─── Records provided
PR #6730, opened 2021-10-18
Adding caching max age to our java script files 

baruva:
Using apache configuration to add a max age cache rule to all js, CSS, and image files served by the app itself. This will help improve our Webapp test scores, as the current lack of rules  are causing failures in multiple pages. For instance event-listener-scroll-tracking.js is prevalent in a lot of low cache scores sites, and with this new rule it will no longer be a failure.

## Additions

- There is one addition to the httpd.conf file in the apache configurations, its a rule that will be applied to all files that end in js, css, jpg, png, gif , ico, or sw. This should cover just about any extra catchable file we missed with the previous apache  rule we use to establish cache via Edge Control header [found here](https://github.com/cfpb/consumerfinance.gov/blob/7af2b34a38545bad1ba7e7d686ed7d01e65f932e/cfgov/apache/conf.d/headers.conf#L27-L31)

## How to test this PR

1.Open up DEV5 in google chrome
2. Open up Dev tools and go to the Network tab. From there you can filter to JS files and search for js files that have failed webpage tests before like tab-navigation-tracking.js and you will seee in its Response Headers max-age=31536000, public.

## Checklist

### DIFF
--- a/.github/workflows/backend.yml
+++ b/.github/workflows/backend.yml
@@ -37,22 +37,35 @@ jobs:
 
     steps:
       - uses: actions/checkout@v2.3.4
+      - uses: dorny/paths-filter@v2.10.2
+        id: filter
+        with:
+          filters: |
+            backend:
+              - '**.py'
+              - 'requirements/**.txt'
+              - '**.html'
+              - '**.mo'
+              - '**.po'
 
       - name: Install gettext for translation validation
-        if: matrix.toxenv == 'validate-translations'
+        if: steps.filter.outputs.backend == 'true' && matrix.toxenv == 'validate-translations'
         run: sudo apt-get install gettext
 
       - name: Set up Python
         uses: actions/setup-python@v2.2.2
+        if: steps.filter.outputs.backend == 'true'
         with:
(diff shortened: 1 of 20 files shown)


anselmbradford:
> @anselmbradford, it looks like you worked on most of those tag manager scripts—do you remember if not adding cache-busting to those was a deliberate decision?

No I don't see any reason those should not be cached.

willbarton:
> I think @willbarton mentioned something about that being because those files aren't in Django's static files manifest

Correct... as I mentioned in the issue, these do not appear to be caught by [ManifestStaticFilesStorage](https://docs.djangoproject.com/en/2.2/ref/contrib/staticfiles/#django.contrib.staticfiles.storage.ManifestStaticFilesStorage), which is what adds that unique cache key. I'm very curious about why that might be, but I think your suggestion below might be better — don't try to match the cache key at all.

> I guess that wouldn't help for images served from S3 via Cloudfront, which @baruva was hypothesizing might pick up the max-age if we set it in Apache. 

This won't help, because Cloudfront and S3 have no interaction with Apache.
──────
─── Records provided
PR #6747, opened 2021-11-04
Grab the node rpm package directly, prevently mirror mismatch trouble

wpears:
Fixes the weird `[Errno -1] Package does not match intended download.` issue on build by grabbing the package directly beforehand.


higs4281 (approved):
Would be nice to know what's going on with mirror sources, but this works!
──────
- Try it:
Search the material above for the string "steps", and copy every line in which it turns up.

- Result:
     steps:
+        if: steps.filter.outputs.backend == 'true' && matrix.toxenv == 'validate-translations'
+        if: steps.filter.outputs.backend == 'true'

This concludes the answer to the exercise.